Fuoco e luce nella liturgia cristiana |
Non
c'è religiosità sotto il cielo che non ponga il fuoco al centro del proprio
culto come segno per esprimere la divinità e il suo operare. E non potrebbe
essere diversamente. Il fuoco illumina, purifica, riscalda, consuma, distrugge e
trasforma. È insieme ad aria, acqua e terra uno dei quattro elementi
fondamentali del creato, secondo le antiche concezioni, e come tale ricco di
messaggi per ogni cultura e in ogni tempo poiché porta in qualche modo, se così
possiamo dire, la firma del Creatore. Non è senza ragione che il fuoco, anche
quando la sua azione è distruttiva, costituisce sempre uno spettacolo
terrificante e affascinante insieme. Nulla come il fuoco esprime il fascino e
insieme il timore dell'uomo di fronte al mistero della vita, al mistero di Dio e
dell'aldilà. È poi sintomatico che il fuoco, sotto forma di falò, raccolga
facilmente in cerchio le persone, le renda più meditative, le faccia sentire più
in comunione, nella gioia come nel dolore. Del resto non è certo casuale che il
fuoco domestico sia diventato simbolo della famiglia raccolta nella più intima
e profonda solidarietà. Nelle antiche civiltà infatti il focolare domestico
era considerato come un luogo sacro o comunque dalle forti valenze religiose.
II
fuoco pertanto non poteva non diventare uno strumento fondamentale anche nella
rivelazione di Dio e nel culto cristiano. Per la verità il fuoco in quanto tale
non trova molto spazio nella liturgia cristiana e probabilmente per ragioni
pratiche anche molto ovvie. Questa però è un'impressione assai superficiale.
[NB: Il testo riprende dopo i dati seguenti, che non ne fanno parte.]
Issue #4239, opened 2025-09-01
p2p: improve handling of tcp_port == 0


pablodeymo:
Some nodes have `tcp_port == 0`. In that cases, TCP connection throws an error.

We should try with the `udp_port`.

PR #4334, opened 2025-09-05
chore(l1): fix tcp port 0

gianbelinche:
**Motivation**
When connecting to a peer, sometimes the tcp port is 0, that indicates that it should be the same port as the udp port.

**Description**
When adding a node to kademlia, if the tcp port is 0, we use the udp port for the tcp port

Closes https://github.com/lambdaclass/ethrex/issues/4239

### DIFF
--- a/crates/networking/p2p/discv4/server.rs
+++ b/crates/networking/p2p/discv4/server.rs
@@ -221,7 +221,12 @@ impl DiscoveryServer {
             Entry::Occupied(_) => (),
             Entry::Vacant(entry) => {
                 let ping_hash = self.ping(&node).await?;
-                let contact = entry.insert(Contact::from(node));
+                let mut new_node = node.clone();
+                if new_node.tcp_port == 0 {
+                    // If the node does not have a TCP port, we assume it's the same as the UDP port
+                    new_node.tcp_port = new_node.udp_port;
+                }
+                let contact = entry.insert(Contact::from(new_node));
                 contact.record_sent_ping(ping_hash);
             }
         }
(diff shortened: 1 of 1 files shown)


fedacking (approved):

Oppen:
> When connecting to a peer, sometimes the tcp port is 0, that indicates that it should be the same port as the udp port.

I couldn't find mention to this in the discv4 or enr specs. Can you point to where this is specified?

gianbelinche:
> > When connecting to a peer, sometimes the tcp port is 0, that indicates that it should be the same port as the udp port.
> 
> I couldn't find mention to this in the discv4 or enr specs. Can you point to where this is specified?

As far as I know it is not present in the spec.
It was taken from our own [code](https://github.com/lambdaclass/ethrex/blob/0cae720162fd889eb18417010e5f091c6d097d35/crates/networking/p2p/types.rs#L178)
We should define it that is indeed the desired behaviour

gianbelinche:
> I think we should not allow tcp being 0. Not sure this is the proper fix

In that case we should close this PR and define wether we want to not accept a peer with tcp port 0 or just throwing an error if a peer with tcp port 0 tries to communicate via tcp (this is the default behavior prior to this pr, and it will allow a peer to use only udp discovery)

mpaulucci:
> > I think we should not allow tcp being 0. Not sure this is the proper fix
> 
> In that case we should close this PR and define wether we want to not accept a peer with tcp port 0 or just throwing an error if a peer with tcp port 0 tries to communicate via tcp (this is the default behavior prior to this pr, and it will allow a peer to use only udp discovery)

If you say that we (ethrex) are the only ones with that behaviour, then we should:
- not allow to configure ethrex to have tcp port 0
- not accept peers with tcp port 0

thoughts?

gianbelinche:
> If you say that we (ethrex) are the only ones with that behaviour, then we should:
> 
> * not allow to configure ethrex to have tcp port 0
> * not accept peers with tcp port 0
> 
> thoughts?

I couldn't find code in other nodes regarding this. All the nodes with tcp port 0 report a version of None, so I can't know which client they are from.

The second option is already covered, since if the tcp port is 0 no connection can be stablished.
I'm not sure if the first one is already covered

gianbelinche:
Closing due to the proposed changes not being specified anywhere.
The current code on main already handles not accepting a peer with tcp port 0.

Infatti i lumi che vengono impiegati durante le celebrazioni non hanno
semplicemente una funzione pratica, quella di rischiarare, ma hanno soprattutto
una funzione simbolica che si radica nel segno del fuoco. L'avvento dell'energia
elettrica ha certamente oscurato questa dimensione simbolica originaria. Così
pure è stato negativo l'uso semplicemente devozionale delle candele,
soprattutto quando esse sono finte, alimentate elettricamente e con accensione a
gettoniera o ad interruttore. Ogni simbolo corre sempre e comunque il rischio di
essere usato con modalità magiche e paganeggianti. Se poi il simbolo perde
anche la sua carica di verità, il pericolo diventa quasi inevitabile. Ancora
una volta quindi è d'obbligo il riferimento alla Scrittura, senza la quale non
si possono comprendere veramente i simboli cristiani (cf SC 24).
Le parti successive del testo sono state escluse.